I think we need a definition of "greatest", to make any sense at all. Substitute "favourite" and you are in a better place.


----------



## hpowders

silentio said:


> I have similar taste! Also, I would like to add to hpowders' choices:
> 
> Baroque's Trio sonata: Bach and Telemann
> 
> Piano Quartet: Mozart and Brahms
> 
> Chamber music with Woodwinds: This will be again the territory of Mozart and Brahms
> 
> Sonata for Lower String and piano: Brahms! (2 wonderful cello sonatas + the two clarinet sonatas op.120 often played by viola)
> 
> "Lighthearted" chamber music (e.g. Divertimento): I thought it was "shallow" music, until I was charmed by the subtleties in Mozart's K.334 and K.563.
> 
> Overall, Mozart for me!


Glad you are in harmony with my choices! I also love the 2 clarinet sonatas by Brahms that you've chosen!


----------



## Bettina

As usual, I'll take "greatest" to mean "favorite." That said, here are my five favorite chamber music composers and my favorite works by each of them:

1. Beethoven (String Quartet No. 14, Archduke Trio, Ghost Trio, String Quartet No. 15, Kreutzer Sonata)

2. Brahms (Piano Trio No. 3, Sonata for Cello and Piano No. 1, String Sextet No. 1)

3.Debussy (String Quartet, Violin Sonata, Cello Sonata, Piano Trio)

4. Mozart (Violin Sonata K. 304, String Quartet K. 465, String Quintet K. 516)

5. Ravel (Violin Sonata No. 2, Piano Trio, String Quartet in F, Sonata for Violin and Cello)


----------



## hpowders

Bettina said:


> As usual, I'll take "greatest" to mean "favorite." That said, here are my five favorite chamber music composers and my favorite works by each of them:
> 
> 1. Beethoven (String Quartet No. 14, Archduke Trio, Ghost Trio, String Quartet No. 15, Kreutzer Sonata)
> 
> 2. Brahms (Piano Trio No. 3, Sonata for Cello and Piano No. 1, String Sextet No. 1)
> 
> 3.Debussy (String Quartet, Violin Sonata, Cello Sonata, Piano Trio)
> 
> 4. Mozart (Violin Sonata K. 304, String Quartet K. 465, String Quintet K. 516)
> 
> 5. Ravel (Violin Sonata No. 2, Piano Trio, String Quartet in F, Sonata for Violin and Cello)

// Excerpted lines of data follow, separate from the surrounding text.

PR #7123, opened 2025-12-16
Hybrid flow models

akatsoulas:


kitsune/customercare/forms.py
```diff
@@ -51,23 +49,42 @@ def __init__(self, *args, product, user=None, **kwargs):
...
-        for category in self.product_categories:
-            category_choices.append((category["slug"], category["topic"]))
+            topics = zendesk_config.topics.filter(loginless_only=is_loginless).order_by(
+                "display_order"
+            )
+
+            if not topics.exists() and not is_loginless:
+                topics = zendesk_config.topics.filter(loginless_only=False).order_by(
+                    "display_order"
+                )
```
escattone, line 76: I think this block should be deleted? If the `topics.exists()` is `False` and `is_loginless` is `False`, it recreates the same `topics` query as before, the one for which `topics.exists()` is `False`.

escattone (approved):
r+wc

PR #7124, opened 2025-12-17
Remove fallback topics for loginless

akatsoulas:


akatsoulas:
This is an omission from the review in #7123

PR #7136, opened 2025-12-29
remove unused docs dependencies

escattone:
While considering #7097, I realized that we're no longer using Sphinx for our docs, so this PR performs two clean-up tasks:
- Removes the unused Sphinx-related dependencies.
- Fixes the `docs` target in the `Makefile`


pyproject.toml
```diff
@@ -113,10 +113,6 @@ dev = [
     "debugpy>=1.8.0,<2",
     "urlwait~=1.0",
     "testfixtures>=7.2.2,<8",
-    "sphinx-rtd-theme>=1.3.0,<2",
-    "sphinx>=5.3.0,<6",
-    "recommonmark>=0.7.1,<0.8",
-    "sphinxcontrib-httpdomain>=1.8.1,<2",
```
janbrasna, line 119: For some reason while `sphinx` was in dev dependencies, current `mkdocs` is not, and is in the default group instead — should it also be moved to dev extras? Or it's in prod dependencies to be included in the `web` image preinstalled for local/containerized work on the docs?

(For GitHub Pages/Actions deploy, the deps, make targets or containers are not being used — the CI runs its own version of it.)

escattone: Hm, good point. It seems to me that it should be in dev extras.

PR #7137, opened 2025-12-30
update package-lock.json

escattone:
For some reason, the `package-lock.json` file is out of sync. I think an older version of `npm` was used.


janbrasna:
Some weeks ago dependabot started using npm 11 instead of 10 — right in the middle of npm 11.5/11.6 lockfile wrinkles, so that might have introduced these dirty lockfile states, see e.g.: https://github.com/mozilla/bedrock/pull/16906#discussion_r2586619356

I've written up some notes earlier: https://github.com/mozilla/bedrock/pull/16906#pullrequestreview-3530062502

PR #7139, opened 2025-12-30
update stylelint and related packages

escattone:
This updates `stylelint` and its related packages, and also removes the indentation rule, which is no longer supported. If we'd prefer to keep the indentation rule, we can add the `@stylistic/stylelint-plugin`, which provides it.

The `npm run stylelint` command runs without error, but there are plenty of warnings, mostly about empty comments and ordering. This PR doesn't address the warnings, which we can add to this PR or take care of in another PR if desired.

### DIFF
--- a/.stylelintrc
+++ b/.stylelintrc
@@ -1,10 +1,12 @@
 {
   "extends": "stylelint-config-recommended-scss",
   "plugins": [
-    "stylelint-order"
+    "stylelint-order",
+    "@stylistic/stylelint-plugin"
   ],
   "defaultSeverity": "warning",
   "rules": {
+    "@stylistic/indentation": 2,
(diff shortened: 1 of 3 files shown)


.stylelintrc
```diff
@@ -5,7 +5,6 @@
   ],
   "defaultSeverity": "warning",
   "rules": {
-    "indentation": 2,
```
akatsoulas, line 8: the default for web projects used to be 2. I am not sure how strict is this rule these days but I would keep it unless there is a good reason not too

escattone: I added the `@stylistic/stylelint-plugin` package, so we can use its `@stylistic/indentation` rule.

PR #7149, opened 2026-01-05
adjustments for hybrid flow

escattone:
mozilla/sumo#2693

### DIFF
--- a/kitsune/products/managers.py
+++ b/kitsune/products/managers.py
@@ -13,7 +13,7 @@ class ProductManager(NonArchivedManager):
     def with_question_forums(self, language_code: str = ""):
         q_kwargs: dict[str, Any] = {
             "support_configs__is_active": True,
-            "support_configs__forum_config__isnull": False,
+            "support_configs__forum_config__is_active": True,
         }
 
         if language_code:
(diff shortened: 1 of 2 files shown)


kitsune/products/managers.py
```diff
@@ -12,13 +12,14 @@ def get_queryset(self):
 class ProductManager(NonArchivedManager):
     def with_question_forums(self, language_code: str = ""):
         q_kwargs: dict[str, Any] = {
-            "aaq_configs__is_active": True,
+            "support_configs__is_active": True,
+            "support_configs__forum_config__isnull": False,
```
escattone: If the support config is active, I'm assuming that its forum config is considered active even if the forum config's `is_active` is `False`, or, in other words, that a forum config's `is_active` field is overridden by its containing support config's `is_active` field.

I enjoy many of these pieces too with special mention going to the Brahms String Sextet No. 1, Mozart's String Quintet, K. 516, Debussy's Violin Sonata and Ravel's String Quartet.

Gentlemen! Stand up and take a bow! Hey watch it!! I didn't say bow and arrow! That's what you get from four composers with ESL difficulties.


----------



## Pugg

Border Collie said:


> Mozart surely takes it on quantity issues alone, ignoring the superb nature of his works. I would have to give a mention to Haydn for his string quartets and the trios, and of course the sonatas. Love Bach's solo piano work too much to not mention him. Hard not to mention Beethoven in such a thread, and I do enjoy the Schumann piano music. Hard to leave out Chopin, also.
> 
> I think we need a definition of "greatest", to make any sense at all. Substitute "favourite" and you are in a better place.


Very wise words spoken.


----------



## DavidA

Obviously there is no such thing as the undisputed greatest as we all have our favourites. I must confess the great Schubert Quintet is right up there for me.


----------



## hpowders

I would choose Brahms as the greatest chamber music composer.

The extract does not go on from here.